Exercise brief: Copy the entries exactly. Leave nothing out and add nothing.

________________________

PR #576, opened 2015-05-03
Skip IMAP tests if credentials are unavailable

Xenopathic:
It's annoying to see a PR marked as failed because the (encrypted) credentials sent to Travis aren't available for forks. Tests are marked as skipped instead of throwing an exception in this case. It's similar to not having the required extensions for memcache tests, as a comparison.

This PR is coming from my fork to test it.

### DIFF
--- a/tests/imap/abstracttest.php
+++ b/tests/imap/abstracttest.php
@@ -19,13 +19,13 @@ abstract class AbstractTest extends \PHPUnit_Framework_TestCase {
 
 	public static function setUpBeforeClass() {
 		if (false === \getenv('EMAIL_USER')) {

________________________

Output of the exercise:
PR #576, opened 2015-05-03
Skip IMAP tests if credentials are unavailable

Xenopathic:
It's annoying to see a PR marked as failed because the (encrypted) credentials sent to Travis aren't available for forks. Tests are marked as skipped instead of throwing an exception in this case. It's similar to not having the required extensions for memcache tests, as a comparison.

This PR is coming from my fork to test it.

### DIFF
--- a/tests/imap/abstracttest.php
+++ b/tests/imap/abstracttest.php
@@ -19,13 +19,13 @@ abstract class AbstractTest extends \PHPUnit_Framework_TestCase {
 
 	public static function setUpBeforeClass() {
 		if (false === \getenv('EMAIL_USER')) {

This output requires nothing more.